Getting Children to Read

February 17, 2013 Shopify

When your child learns to read, they gain the key to knowledge and fun. There is no barrier that can stop them as they learn and enjoy books, magazines, and online articles. 

The best way to get your child reading is to start real early. Actually spend time reading with your child. That way the child will be able to better grasp the words and meaning when he hears it from the voice of the parent. 

There is scientific data backing this up. According to a study done by the National Center for Family Literacy, children that are read too when they are younger are twice as likely to develop additional skills related to literacy as other children. These skills can be invaluable when the child reaches the adult world and needs to get a job; skills such as researching (just about every major company in America), proofreading (print Entertainment) and writing own stories (Novelists, poets, songwriters, screenwriters, playwrights) all are skills that can be used to make money and can come from starting reading early. 

Some parents worry about what realistically they should expect their child to be able to read by the time they reach a certain age. The rule of thumb here is that there are no rules as to how to gauge your child's reading abilities. One day, they could be reading One Fish Two Fish Red Fish Blue Fish, two weeks later they are reading Harry Potter and the Sorcerer's Stone. Just keep reading to your child each night and don't worry about it at this stage. Now if it is that your child is having trouble reading in Kindergarten then it might be time to get your child some help in that department. 

The best practice to get your child to read more is to find out what else their favorite author wrote or if the characters appear in other books.
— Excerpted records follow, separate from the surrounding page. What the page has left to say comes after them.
Issue #3888, opened 2026-05-20
Remove setup steps screen


bryce-mcmath:
### Description

In 4.1, the setup steps screen should be removed. Resuming verification should pick up where the user left off using the same logic the setup steps screen currently uses to determine which button is active.

Issue #3822, opened 2026-05-07
4.1 stepper (dev)


bryce-mcmath:
### Description

As per Figma, each stack screen in stack navigators should be configurable with a progress bar, which can be created using a custom header component.

## Implementation Notes

- Figma has two different looks for this. Check with UX to see what one they want implemented.
- If this is overly long and complicated push back. It is eye candy and can be deferred.

PR #3927, opened 2026-05-27
feat: remove setup steps and add stepper

bryce-mcmath:
# Summary of Changes

This PR removes the SetupSteps screen and translates the same logic into direct navigation and "resuming" verification from any point from the home tab. It also adds the fancy stepper.

Note: there is currently no way to navigate back to the MainStack once you've begun/resumed verifying. This should be tackled in a follow up PR after conversation with UX team. I also suspect that the push notification handlers for successful video verification won't work as expected from the MainStack either. Another ticket.

# Testing Instructions

Try out different verify flows.

# Acceptance Criteria

Works without the setup steps screen.

https://github.com/user-attachments/assets/5e9d30cb-64d4-469b-9d61-6ce011754b18

# Related Issues

#3822 
#3888


al-rosenthal (changes requested):
a few things I noticed in testing:
- when sending a video in for verification, if the request is rejected, the app sees the rejection message but send the user back to the status screen. The request probably needs to be deleted from the apps side so the user is navigated back to the verification options
- During the other card flow, I got to the email verification screen, got the email code, closed and reopened the app and was at the verification selection screen. This was all done within the 5 minute time limit 
- unrelated to the PR, but if I wait on the email code screen for more than 5 minutes, the code still works

bryce-mcmath:
> * when sending a video in for verification, if the request is rejected, the app sees the rejection message but send the user back to the status screen. The request probably needs to be deleted from the apps side so the user is navigated back to the verification options

fixed this

> * During the other card flow, I got to the email verification screen, got the email code, closed and reopened the app and was at the verification selection screen. This was all done within the 5 minute time limit

this revealed another bug, as discussed it will be put into another ticket and PR

> * unrelated to the PR, but if I wait on the email code screen for more than 5 minutes, the code still works

there is no functional 5 minute email code behaviour (yet?), we can talk to UX but I think that text was just a creative wireframe addition

al-rosenthal (approved):
navigation issue fixed, everything else worked as expected. Other issues are out of scope of the work and will be done at a later date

Then finding these books and reading them aloud to your child. Reading aloud to your child, particularly from birth to five years of age has proven time and time again to be the best overall way to getting your child interested and in love with reading. No other technique has worked as well as that system. 
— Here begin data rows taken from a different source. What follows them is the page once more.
PR #658, opened 2026-09-06
Fix -Wformat= warnings (11 sites across 11 files)

Dikluwe:
## Summary

Two shapes:

- 10 sites (SoElement, SoEnvironmentElement, SoFloatElement,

One idea of gamification would be if your child reads X amount of books per a week they get some reward. A trip to McDonald's, get to stay up an hour late, whatever they really want to do offer it to them if they read that amount of books. But again, use this as a last resort as your child, being a cunning creature will try to find someway to manipulate the system to his advantage, which will lead you to get rid of it. Again, reading aloud to your child is the best way to foster a love of reading and literature in your child. 

Finally, what books do you start your child out with? This has been the question that many a school system has had to deal with and parents as well. My advice would be to use your best judgement. I wouldn't for instance start a child out with War and Peace as it is too hard a book for the child to grasp, but then again, if the child is a competent reader I would not give him a book that insults his intelligence. And so to close here are some books that I would suggest for getting children into reading:
Any of the Bill Watterson Calvin and Hobbes collections (Something Under the Bed is Drooling is a great collection) 
Any Charles Shulz Peanuts Collections 
Any works by Dr. Seuss 
The Railway Series by Rev. W. Awdry 
Any Books written by Virginia Lee Burton 
Bone by Jeff Smith 
Peter Rabbit and Friends by Beatrix Potter
The Many Adventures of Winnie the Pooh by A.A. Milne 
Any books written by Bill Peet 
Any Books written in the Little Golden Books series

1 comment

  • Mike D.

    Mar 05, 2013

    I would only like to comment that this is a good article because I can relate. My 3 year old son was never motivated to do anything we asked. Preschool was a nightmare because we always felt he was a little behind because of lack of interest in learning anything new from the teachers. I know some people are against giving their kids promises of toys and ice cream but for my son it helped. I can’t say it works with every kid but for me there was no other alternative.